Mozilla has updated its Voice data sets for Common Voice, providing examples of pronunciation from over 200,000 individuals. The data has been published as a public resource under the cc0 license. These datasets can be utilized in machine learning systems to develop speech recognition and synthesis models.
In comparison to the previous update, the collection of speech material has increased from 28.7 to 30.3 thousand hours of speech, with 19.7 thousand hours undergoing verification. Additionally, the number of supported languages has expanded from 114 to 120, now including Yiddish, Latgale, Ligurian, Ossetian, Telogu, and West Sierra-Pueblanes Nautl.

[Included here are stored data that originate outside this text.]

PR #7001, opened 2024-07-05
Allow `typing.Sequence[str]` to be an editable option

errorxyz:
#### Checklist

### DIFF
--- a/CHANGELOG.md
+++ b/CHANGELOG.md
@@ -22,6 +22,7 @@
 * Add first MVP new Capture Tab in mitmweb
   ([#6999](https://github.com/mitmproxy/mitmproxy/pull/6999), @lups2000)
 * Allow `typing.Sequence[str]` to be an editable option
+  ([#7001](https://github.com/mitmproxy/mitmproxy/pull/7001), @errorxyz)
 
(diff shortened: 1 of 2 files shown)


mhils:
I thought you were running into issues, but from the diff it reads like typing.Sequence would work? Any idea why it doesn't?

errorxyz:
> I thought you were running into issues, but from the diff it reads like typing.Sequence would work? Any idea why it doesn't?

It does accept `typing.Sequence[str]` as a typespec but if we want to edit the option we get a NotImplementedError because of this line:
https://github.com/mitmproxy/mitmproxy/blob/5b2659acb927b59bd010c32823a82cbe70dca448/mitmproxy/tools/console/options.py#L210
i.e it only accept `collections.abc.Sequence[str]` types for editing. We could allow `typing.Sequence[str]` to work as well if that's what we want.
```
elif foc.opt.typespec in (Sequence[str], typing.Sequence[str])
```

mhils:
If that's all that's necessary, I'd say let's allow typing.Sequence as well. There's a bunch of existing code with that. :)

mhils (approved):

A total of 90,670 individuals contributed to the preparation of English materials, dictating 3,438 hours of speech. For the Belarusian language, there were 8,249 participants contributing 1,641 hours of speech material. The Russian language dataset involved 3,133 participants and 265 hours, while the Uzbek dataset had 2,151 participants and 264 hours. Finally, the Ukrainian dataset consisted of 1,058 participants and 108 hours.
The Common Voice project aims to collaboratively gather a diverse range of voice templates encompassing various voices and speech styles. Users are encouraged to voice the displayed phrases or evaluate the quality of data submitted by others. The accumulated database, consisting of different pronunciations of common speech phrases, can be utilized in machine learning systems and research projects.